Но Солли уже не мог держаться. Он истратил все, что имел. Лицо его превратилось в одну сплошную кровавую маску. Ветер с особой жестокостью содрал с него скальп. Ритор лишь мельком подивился, как Солли еще жив… и точно рассчитанным толчком под колени заставил волшебника упасть.
Рушились, истаивали скрепы, никто больше не направлял ураганный поток, и тот, в дикой радости от освобождения, заплясал, мечась, как молодой норовистый бык, из стороны в сторону, круша все, до чего мог дотянуться. И наверное, он натворил бы немалых бед… если б городок Воздушных не строился с расчетом как раз на подобное буйство. Свой пик силы ураган уже миновал; поваленные заборы, выбитые окна да вырванные кое-где с корнем деревья не в счет.

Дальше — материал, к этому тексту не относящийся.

PR #29987, opened 2024-10-18
chore: aggressive prefetching

alaister:


apps/studio/components/interfaces/TableGridEditor/EmptyState.tsx
```diff
@@ -29,6 +30,7 @@ const EmptyState = ({}: EmptyStateProps) => {
     connectionString: project?.connectionString,
     schemas: [selectedSchema],
     sort,
+    filterTypes: Object.values(ENTITY_TYPE),
```
joshenlim, line 33: maybe this can be a default value on useEntityTypesQuery - i realised we sort of do this here
but filterTypes should have been defaulted in the prop declaration instead
image

apps/studio/components/layouts/ProjectLayout/NavigationBar/NavigationBar.utils.tsx
```diff
@@ -11,8 +13,9 @@ import {
   Storage,
   TableEditor,
 } from 'icons'
+import { IS_PLATFORM, PROJECT_STATUS } from 'lib/constants'
+import { Blocks } from 'lucide-react'
```
joshenlim, line 17: tinyyy tinyy nit - can merge with the lucide react import above

apps/studio/data/database/foreign-key-constraints-query.ts
```diff
@@ -107,19 +129,32 @@ export const useForeignKeyConstraintsQuery = <
       projectRef,
       connectionString,
       sql: getForeignKeyConstraintsQuery({ schema }),
-      queryKey: ['foreign-key-constraints'],
+      queryKey: ['foreign-key-constraints', schema],
```
joshenlim, line 132: nit: `[schema, 'foreign-key-constraints']`? if we wanna invalidate foreign key constraints (assumingly at a schema level) it'll be easier

apps/studio/data/database/schemas-query.ts
```diff
@@ -39,3 +44,20 @@ export const useSchemasQuery = <TData = SchemasData>(
 export function invalidateSchemasQuery(client: QueryClient, projectRef: string | undefined) {
   return client.invalidateQueries(sqlKeys.query(projectRef, ['schemas', 'list']))
 }
+
+export function prefetchSchemas(
```
joshenlim, line 48: this is just a thought - should we follow the same api as what you wrote for `usePrefetchEditorTablePage` ? 

so this becomes a hook that returns a callback, then we don't need to separately declare `const queryClient = useQueryClient()` and pass it in - queryClient can be declared in usePrefetchSchemas instead, one prop less

joshenlim: ^ will apply for `prefetchEntityType` too

apps/studio/data/prefetchers/project.$ref.editor.$id.tsx
```diff
@@ -0,0 +1,182 @@
...
+              schema: entity?.schema,
+              tableName: entity?.name,
+            }),
+            undefined,
+          ]
+
+          switch (entity?.type) {
+            case ENTITY_TYPE.TABLE:
+            case ENTITY_TYPE.PARTITIONED_TABLE:
+              promises[3] = prefetchTable(queryClient, {
```
joshenlim, line 84: just a nit - i'd prefer immutability usually - should we just do promises.push() instead of reassigning index 3 instead? then we don't need the undefined as the last item in promises

alaister: Yeah I'd rather use `.push()` too, the reason it's this way is to make typescript happy since I'm using a tuple instead of a regular array. So it knows `[3]` should be of type whatever `prefetchTable` returns

joshenlim (approved):
LGTM - tested on preview that perceived loading speed around the table editor is improved, although we need to check on one thing though that the call to `/views` seems to be triggered each time i hover over a table link in the table editor

joshenlim (approved):
LGTM once again! Tested the prefetching logic in table editor and also checking that the table def query doesnt error out with a foreign table!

…Когда стих вой, Ритор с вершины Клыка увидел, как на улицы выплеснулась толпа. Народ бежал к скале, и Ритор знал, ни Сандра, ни Асмунд не останутся без помощи.
А перед глазами Ритора стояло лицо того молодого мужчины в черной куртке, с нелепым в его руках эльфийским клинком. Лицо Убийцы Дракона.
На Викторе сухой нитки не было. Он разделся, выжал одежду и развесил по стенам купе. Замотался в колючий толстый плед, сел у окна.
Наверное, с «отдельным купе» он погорячился. Это была целая комната на колесах. Стены обтянуты розовым шелком, на потолке — две лампы в абажурах из цветного стекла. Массивная кровать, которой место в музее, а не в поезде, круглый стол с двумя креслами, резной бар красного дерева, заполненный бутылками и кувшинчиками. Надо же — после безумия схватки на перроне пришел миг комфорта.
Ярослав тоже смотрел в окно. Виктору было не по себе от молчаливой сдержанности паренька — нет, это не равнодушие, конечно, не цинизм… И все же от мальчишки, только что потерявшего трех братьев и отца, подсознательно ожидалась иная реакция.
— Ты видел раньше этот медальон? — Виктор кивнул, указывая на лежащую на столе миниатюрку.
— Да.
— Где?
— Он висел на стене у нас дома. Иногда отец его брал с собой… когда уходил надолго.
Исчерпывающая информация…
— Ярослав, я пока мало что понимаю в вашем мире.
Мальчик слегка пошевелился, по-прежнему глядя в окно.
Там бежали холмы и перелески — мирный, буколический пейзаж. Чем дальше от дороги, тем гуще становился лес, сливаясь на горизонте в непроходимую чащобу.
— Отец говорил, что вы не сразу осознаете себя, — ответил он. — Я… я понимаю. Медальон — это знак стража Пределов.
— Твой отец был стражем. Значит, он следил за мертвыми, чтобы те…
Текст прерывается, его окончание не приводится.